The same poll showed Clinton with a 13-point lead in and around Philadelphia, a solid Democratic stronghold. To offset those voters, Trump will need to perform well not just in Pittsburgh and the northeast, but also in the four collar counties around Philadelphia—Bucks, Chester, Delaware, Montgomery. Voters there will likely decide who wins the state.

But Trump’s pitch to Pennsylvania voters, that he’ll bring steel back to Pittsburgh and put miners back to work across the state, isn’t bolstered by the realities of the postindustrial economy. Trump’s campaign office in Conshohocken, Montgomery County, sits across the street from a steel plant owned by Luxembourg-based ArcelorMittal—a testament to how U.S. manufacturing has changed since the halcyon days of big steel in Pennsylvania.

The facility is huge, sitting on a 70-acre campus along the Schuylkill River and occupying more than one million square feet of building space. It can produce a half-million tons of plate steel a year using state-of-the-art milling equipment. But for all its massive size and capacity, the plant employs fewer than 300 workers.

The location of Trump campaign office across the street might be coincidence, but its placement underscores the GOP nominee’s insistence that he can resurrect the glory days of King Steel and King Coal. Trump isn’t the only candidate making that claim. Republican Sen. Pat Toomey, locked in a tough reelection battle against Democrat Katie McGinty, who currently leads him in the polls, has talked about brining steel manufacturing and coal mining back to Pennsylvania. But the GOP senator, whose race might determine which party controls the Senate, has yet to endorse Trump, which might be hurting him among erstwhile Democrats who see in Trump an answer to what ails their state’s economy.

But the fact is, even a resurgence of steel and coal, or industrial manufacturing generally, won’t bring back the numbers of jobs those sectors once supported in Pennsylvania. That’s not because of globalization but because of dramatic gains in efficiency.

That’s true even of new industries, like fracking. Unlike neighboring New York, which banned shale gas drilling and hydraulic fracturing, Pennsylvania embraced it. The number of drilling rigs statewide increased from just 14 in 2007 to 114 in February 2012, creating hundreds of thousands of fracking and fracking-related jobs. As a result, Pennsylvania has become the number two gas-producing state in the country, after Texas.

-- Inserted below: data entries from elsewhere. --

PR #322, opened 2024-09-17
Fast printf

leekillough:
This supersedes https://github.com/tactcomplabs/rev/pull/321


kpgriesser:
Tested on MacOS for gcc and g++ on Lee's branch. will verify one more time on this branch. Should be good.

PR #67, opened 2026-07-31
ivfpq: Reuse query distance tables across IVF lists

jerry-024:
## Summary

Reuse non-residual IVF-PQ query distance tables across probed lists. For inner-product and cosine search, a PQ distance table depends only on the processed query and PQ codebook, so rebuilding it for every IVF list repeats identical work.

Batch search now applies the existing `off`, `on`, and `auto` reuse modes to this path. The default `auto` mode enables reuse only when the 8-bit layout, batch size, probe reuse, and memory-budget checks indicate that table setup should be amortized. Reuse memory is capped by `ivfpq_batch_table_reuse_max_bytes` (512 MiB by default); when the required tables do not fit, search falls back to direct table construction.

## Usage

Existing callers do not need to change anything. Rust, Java, C, C++, and Python IVF batch search defaults to `auto` with a 512 MiB reuse budget, so eligible 8-bit inner-product and cosine searches enable reuse automatically.

Java:

```java
VectorSearchParams params = VectorSearchParams.ivf(10, 8);
VectorSearchBatchResult result = reader.searchBatch(queries, queryCount, params);
```

To select a mode and memory budget explicitly:

```java
VectorSearchParams params =
        VectorSearchParams.ivf(10, 8)
                .withIvfPqBatchTableReuse(IvfPqBatchTableReuseMode.ON)
                .withIvfPqBatchTableReuseMaxBytes(256L * 1024 * 1024);
```

Rust:

```rust
use paimon_vindex_core::index::{
    IvfPqBatchTableReuseMode, VectorSearchParams,
};

let params = VectorSearchParams::new(10, 8)
    .with_ivfpq_batch_table_reuse(IvfPqBatchTableReuseMode::Auto)
    .with_ivfpq_batch_table_reuse_max_bytes(256 * 1024 * 1024);
let (ids, distances) = reader.search_batch(&queries, query_count, params)?;
```

Mode selection:

- `auto` (default, recommended): reuse only when the supported layout, batch-size, probe-reuse, and memory-budget checks pass.
- `on`: request reuse whenever the supported 8-bit layout, multiple probes, and memory budget permit it; useful for known large batch workloads and A/B benchmarks.
- `off`: keep the direct per-list table path; useful for comparison or troubleshooting.

C, C++, and Python expose the same reuse mode and max-byte budget. The C ABI uses additive V2 batch entry points; existing symbols remain compatible and use the defaults.

The mode affects IVF-PQ batch search. Other index types ignore it, and no index rebuild is required.

## Changes

- Build one non-residual PQ distance table per query and share it across probed lists in the in-memory and lazy-reader search paths.
- Reuse the same table for oversized streamed IVF lists.
- Extend batch reuse-mode behavior for 8-bit inner-product and cosine indexes:
  - `off`: retain direct per-list table construction.
  - `on`: reuse query tables when multiple lists are probed and the memory budget permits it.
  - `auto`: additionally require at least 64 queries and a 2x non-empty-probe reuse heuristic.
- Bound non-residual and residual-L2 resident/batch-local reuse with checked arithmetic and the configurable budget (512 MiB by default), falling back to direct table construction when it is exceeded.
- Add regression coverage for table-build counts and exact result equality between `off`, `on`, batch, and scalar search.
- Add an `ivfpq_batch_reuse_bench` benchmark that reports wall and CPU time at p50, p90, p95, and p99.

## Benchmark

Synthetic 8-bit inner-product IVF-PQ index on local Apple arm64, 11 Rayon workers, 100 measured batches after warmup:

- `N=99,840`, `D=768`, `M=16`, `nlist=256`, `nprobe=8`, `nq=256`, `k=10`

| Mode | p50 | p90 | p95 | p99 | p50 total CPU |
|---|---:|---:|---:|---:|---:|
| `off` | 34.270 ms | 36.913 ms | 38.977 ms | 42.413 ms | 326.921 ms |
| `on` | 7.017 ms | 8.002 ms | 8.333 ms | 9.730 ms | 56.649 ms |
| `auto` | 7.024 ms | 7.766 ms | 8.187 ms | 9.154 ms | 56.945 ms |

At p50, forced reuse is 4.9x faster and reduces total CPU time by about 82.7%. The benchmark verifies that `off`, `on`, and `auto` return identical IDs and distances before collecting samples.

## Testing

- `cargo +1.97.0 test -p paimon-vindex-core` (429 passed, 2 ignored across unit and integration tests)
- `cargo +1.97.0 clippy -p paimon-vindex-core --all-targets -- -D warnings`
- `cargo +1.97.0 build -p paimon-vindex-core --all-targets`
- `cargo +1.97.0 fmt --all -- --check`
- `git diff --check`
- `cargo +1.97.0 bench -p paimon-vindex-core --bench ivfpq_batch_reuse_bench`

## Notes

- No breaking API or on-disk format changes. C batch configuration is provided through additive V2 entry points; legacy C symbols remain available.
- The configured reuse budget is enforced for both non-residual query tables and resident/batch-local residual-L2 reuse.
- The 512 MiB default is intentional so larger native batches can reuse tables; callers can lower the per-search cap when memory is constrained.
- For the target benchmark shape, batch-local query tables use about 4 MiB per reader.

### DIFF
--- a/c/test_vindex.c
+++ b/c/test_vindex.c
@@ -339,6 +339,18 @@ static void run_roundtrip(
     }
     assert_id_in_cluster(batch_ids[0], 0);
     assert_id_in_cluster(batch_ids[1], 1);
+    struct PaimonVindexSearchParamsV2 batch_params_v2 = {
+        .top_k = 1,
+        .search_width = batch_params.search_width,
+        .width = batch_params.width,
+        .ivfpq_batch_table_reuse = PAIMON_VINDEX_IVFPQ_BATCH_TABLE_REUSE_OFF,
+        .ivfpq_batch_table_reuse_max_bytes = 1};
+    if (paimon_vindex_reader_search_batch_v2(
+            reader, queries, 2, batch_params_v2, batch_ids, batch_distances, 2) != 0) {
+        fail_ffi("reader search batch v2 failed");
+    }
+    assert_id_in_cluster(batch_ids[0], 0);
+    assert_id_in_cluster(batch_ids[1], 1);
     paimon_vindex_reader_free(reader);
     free(buf.data);
     free(data);
--- a/core/Cargo.toml
+++ b/core/Cargo.toml
@@ -53,3 +53,7 @@ harness = false
 [[bench]]
 name = "diskann_bench"
 harness = false
+
+[[bench]]
+name = "ivfpq_batch_reuse_bench"
+harness = false
--- a/core/benches/ivfpq_batch_reuse_bench.rs
+++ b/core/benches/ivfpq_batch_reuse_bench.rs
@@ -48,6 +48,7 @@ struct Sample {
     system: f64,
 }
 
+#[cfg(unix)]
 fn cpu_times() -> CpuTimes {
     let mut usage = std::mem::MaybeUninit::<libc::rusage>::uninit();
     let result = unsafe { libc::getrusage(libc::RUSAGE_SELF, usage.as_mut_ptr()) };
@@ -56,6 +57,14 @@ fn cpu_times() -> CpuTimes {
     CpuTimes {
         user: usage.ru_utime.tv_sec as f64 + usage.ru_utime.tv_usec as f64 / 1_000_000.0,
         system: usage.ru_stime.tv_sec as f64 + usage.ru_stime.tv_usec as f64 / 1_000_000.0,
+    }
+}
+
+#[cfg(not(unix))]
+fn cpu_times() -> CpuTimes {
+    CpuTimes {
+        user: 0.0,
+        system: 0.0,
     }
 }
 
--- a/core/benches/ivfpq_batch_reuse_bench.rs
+++ b/core/benches/ivfpq_batch_reuse_bench.rs
@@ -1,0 +1,156 @@
+// Licensed to the Apache Software Foundation (ASF) under one
+// or more contributor license agreements.  See the NOTICE file
+// distributed with this work for additional information
+// regarding copyright ownership.  The ASF licenses this file
+// to you under the Apache License, Version 2.0 (the
+// "License"); you may not use this file except in compliance
+// with the License.  You may obtain a copy of the License at
+//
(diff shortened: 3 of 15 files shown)


JingsongLi:
1. **The configured memory limit will be ignored**: The resident residual-L2 path in `core/src/ivfpq.rs:1965` unconditionally builds `all_ip_tables` and does not validate `reuse_max_bytes`. Even if the configured value is very small, calling `optimize_for_search()` may still allocate `nq * m * ksub * 4` bytes.
2. **The default behavior results in an 8-fold increase in memory consumption**: `core/src/ivfpq.rs:937` sets the default budget to 512 MiB and applies it to the existing residual-L2 temporary tables in `core/src/ivfpq.rs:2143`; the limit in the old implementation was 64 MiB. This contradicts the statement in the PR description that “Residual L2 paths are unchanged”; existing Auto queries may consume up to an additional 512 MiB.

shyjsarah:
Confirmed. My remaining feedback is:

1. The reuse memory budget should be configurable consistently across all supported language bindings, including C, C++, and Python.
2. The configured budget should also be enforced for the optimized resident-precomputed L2 path.

jerry-024:
Thanks for the review. I updated the PR description to match the intended semantics and removed the inconsistent “existing 64 MiB” and “Residual L2 paths are unchanged” statements.

Addressed in `bb06131`:

1. Enforce `ivfpq_batch_table_reuse_max_bytes` before resident residual-L2 query-table allocation, with fallback to direct table construction when the budget is insufficient.
2. Expose the reuse mode and max-byte budget consistently in C, C++, and Python through ABI-compatible additive V2 C batch entry points; existing C symbols remain unchanged.
3. Keep the default at 512 MiB intentionally. For example, `nq=16384`, `M=16`, and 8-bit PQ requires 256 MiB of reusable query tables. The same configurable cap now governs non-residual and residual-L2 reuse, and callers can lower it per search when memory is constrained.

The commit has been pushed and is now the PR head.

shyjsarah:
+1

JingsongLi (approved):
+1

When natural gas prices dropped earlier this year, the rig count in Pennsylvania dropped, too, taking thousands of jobs with it. But as a testament to the new technologies that gave rise to the fracking boom in the first place, gas production increased in Pennsylvania last year despite a drop in the number of wells and a decline in fracking-related jobs.

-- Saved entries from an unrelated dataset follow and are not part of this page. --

PR #69, opened 2026-08-04
fix: satisfy collapsible else-if lint

jerry-024:
Collapse the nested else-if in DiskANN adjacency validation so Clippy passes with warnings denied.

Tests:
- cargo fmt --all -- --check
- cargo clippy -p paimon-vindex-core --lib --target x86_64-unknown-linux-gnu -- -D warnings


shyjsarah:
+1

PR #70, opened 2026-08-05
ffi: Add extensible C search parameters

shyjsarah:
## Summary

Add an append-only C search-parameter structure so future query tuning fields can be exposed without adding a new by-value ABI version for every field.

This also exposes `max_initial_filter_expansion_factor` to C and C++ while preserving the existing V1/V2 symbols and behavior.

## Changes

- Add pointer-based `PaimonVindexSearchParamsEx` with a caller-provided `struct_size`.
  - Missing fields from shorter caller structs use existing defaults.
  - Unknown trailing fields from newer caller structs are ignored.
- Add `*_ex` variants for single, filtered, batch, and filtered-batch C searches.
- Keep all existing by-value C search functions unchanged for binary compatibility.
- Route the C++ RAII reader through the extensible API and expose:
  - `max_initial_filter_expansion_factor`
  - IVF-PQ batch table reuse mode
  - IVF-PQ batch table reuse memory budget
- Document the append-only ABI contract and C/C++ usage.

## Testing

- `cargo clippy --all-targets --workspace --locked -- -D warnings`
- `cargo test --workspace --locked`
- C FFI roundtrip tests, including a shorter prefix struct passed to the new API
- C++ roundtrip tests and query tuning parameter forwarding
- `git diff --check`

## Notes

- Public API: additive.
- Existing C ABI symbols and by-value parameter structures are unchanged.
- New callers should initialize `struct_size` with `sizeof(PaimonVindexSearchParamsEx)`.
- Follow-up to the query tuning added in #67 and #68.


jerry-024 (approved):
+1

‘Democrats Left Them, So They Left The Democratic Party’

Clinton’s camp seems aware that Pennsylvania’s blue-collar Democrats are important, but is ill-equipped to woo them. At campaign stop last week in Muhlenberg College in Allentown, Clinton’s VP pick Tim Kaine and a handful of state elected officials drew about 400 people, mostly students who applauded politely. Kaine said it was his seventh trip to Pennsylvania.

“Do you guys know you’re important?” he asked, calling Pennsylvania a “checkmate state. If we win Pennsylvania, we win the presidency for Hillary.”

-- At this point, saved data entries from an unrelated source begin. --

PR #73, opened 2026-08-10
ivf: incrementally scan expanded batch probe ranges

shyjsarah:
## Summary

This is a follow-up to #72. After #72 removes completed queries from later automatic IVF batch rounds, incomplete queries still rerun the full larger `nprobe` and rescan old lists. This PR makes those retries incremental: a `16 -> 32 -> 64` expansion scans `[16,32)` and then `[32,64)` instead of rescanning `[0,32)` and `[0,64)`.

## Changes

- pass half-open probe ranges through automatic batch expansion for IVF-FLAT, IVF-SQ, IVF-PQ, and IVF-RQ
- seed each expansion round with the query's accumulated Top-K so prior heap results are retained
- scan only newly added lists in filtered and unfiltered batch paths
- preserve #72's bounded retry buffers when packing active queries and their Top-K seeds
- preserve aggregate IVF-RQ search statistics across progressive rounds
- keep fixed-width/scalar searches, storage formats, public APIs, and the C ABI unchanged

Logging and JNI diagnostic bridging are intentionally excluded from this PR and handled separately by #75.

## Testing

  - 451 passed, 1 ignored
- focused coverage for:
  - half-open probe ranges across multiple expansion rounds
  - carrying accumulated Top-K seeds between rounds
  - bounding packed query and seed buffers during partial retries
  - preserving a valid row ID of `-1` via its finite distance
  - IVF-PQ range partitioning and seeded result equivalence with a one-shot search
  - aggregate IVF-RQ statistics across progressive rounds

## Notes

- Rebased onto `main` after #72 was merged.
- The PR now contains one functional commit only.
- Query preprocessing and coarse centroid selection are still recomputed for the smaller active-query set in each round; no cross-round public search-state API is introduced.

### DIFF
--- a/core/src/ivfpq.rs
+++ b/core/src/ivfpq.rs
@@ -1769,15 +1769,75 @@ pub fn search_batch_reader_with_reuse_mode_and_budget<R: SeekRead>(
     reuse_mode: IvfPqBatchTableReuseMode,
     reuse_max_bytes: usize,
 ) -> io::Result<(Vec<i64>, Vec<f32>)> {
-    search_batch_reader_filter_with_reuse_mode_and_budget(
+    search_batch_reader_with_reuse_mode_and_budget_range(
         reader,
         queries,
         nq,
         k,
+        0,
         nprobe,
+        &[],
+        &[],
+        reuse_mode,
+        reuse_max_bytes,
+    )
+}
+
+pub(crate) fn search_batch_reader_with_reuse_mode_and_budget_range<R: SeekRead>(
+    reader: &mut IVFPQIndexReader<R>,
+    queries: &[f32],
+    nq: usize,
+    k: usize,
+    probe_start: usize,
+    probe_end: usize,
+    seed_ids: &[i64],
+    seed_distances: &[f32],
+    reuse_mode: IvfPqBatchTableReuseMode,
+    reuse_max_bytes: usize,
+) -> io::Result<(Vec<i64>, Vec<f32>)> {
+    search_batch_reader_filter_with_reuse_mode_and_budget_range(
+        reader,
+        queries,
+        nq,
+        k,
+        probe_start,
+        probe_end,
+        seed_ids,
+        seed_distances,
         None,
         reuse_mode,
         reuse_max_bytes,
+    )
+}
+
+fn search_batch_reader_filter_with_reuse_mode_and_budget_range<R: SeekRead>(
+    reader: &mut IVFPQIndexReader<R>,
+    queries: &[f32],
+    nq: usize,
+    k: usize,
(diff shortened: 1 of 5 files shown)


shyjsarah:
Diagnostic follow-up:

- Confirmed the PR #73 IVF-PQ batch diagnostic path was executing in EMR Spark, including the filtered batch route across all 14 shards.
- Root cause of the missing messages: the EMR log collector did not capture writes made directly to the Rust/native stderr descriptor.
- Added a JNI bridge that captures the opt-in IVF-PQ diagnostic line on the search thread and mirrors the same line through Java `System.err`, while retaining the existing native stderr write.
- EMR smoke job `jr-375b9ff8d65f53f3` succeeded: 14/14 filtered batch searches emitted complete diagnostics and there were no native errors.
- The smoke showed `nq=100`, `k=3`, fixed `nprobe=16`, and `incomplete_queries=0` on all 14 shards. Payload read time dominated filter and PQ scan time.

Minimal validation after cleanup:

- focused diagnostic capture tests (3 passed)
- `mvn -f java/pom.xml test`

The final change is contained in `paimon-vector-index`; no Paimon source change is required.

jerry-024:
New: 2; still open: 0; fixed candidates: 0.

core/src/ivfpq.rs
```diff
@@ -2365,13 +2444,44 @@ pub fn search_batch_reader_roaring_filter_with_reuse_mode_and_budget<R: SeekRead
...
+        0,
         nprobe,
+        &[],
+        &[],
+        roaring_filter_bytes,
+        reuse_mode,
+        reuse_max_bytes,
+    )
+}
+
```
jerry-024, line 2461: **[MAJOR]** The roaring-filter batch-search wrapper does not compile.

`search_batch_reader_roaring_filter_with_reuse_mode_and_budget_range` expects `(k, probe_start, probe_end, seed_ids, seed_distances, ...)`, but this call passes `(k, 0, 0, nprobe, &[], &[], ...)`. That supplies 13 arguments and shifts `nprobe: usize` into the `seed_ids: &[i64]` position. Remove the extra `0` so the call passes `k, 0, nprobe, &[], &[], ...`.

shyjsarah: Thanks for checking this. I verified the call on the current PR head. It passes `k, 0, nprobe, &[], &[]`, where `0` is `probe_start` and `nprobe` is `probe_end`; there is no second `0`.

The argument count and types match the range helper signature. The targeted Roaring-filter batch test and the full CI also pass on this commit, so no code change is needed here.

jerry-024 (approved):
+1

Senator Bob Casey Jr. put it more precisely, saying that “a few numbers of counties,” between Allentown and Philadelphia might well decide the election. Unfortunately for Clinton, those just happen to be the counties where, according to state Republican Party officials, thousands of Democrats are switching parties.

“This has been going on since the spring, but it isn’t a primary thing, it’s been a steady clip,” says state GOP communications director Megan Sweeney. “The fact that it was Hillary versus Bernie was the last straw for many Democrats. A lot of people felt like the Democrats left them, so they left the Democratic Party.”

Correction: An earlier version of this article stated that Johnstown is the county seat of Cambria County. The county seat is Ebensburg.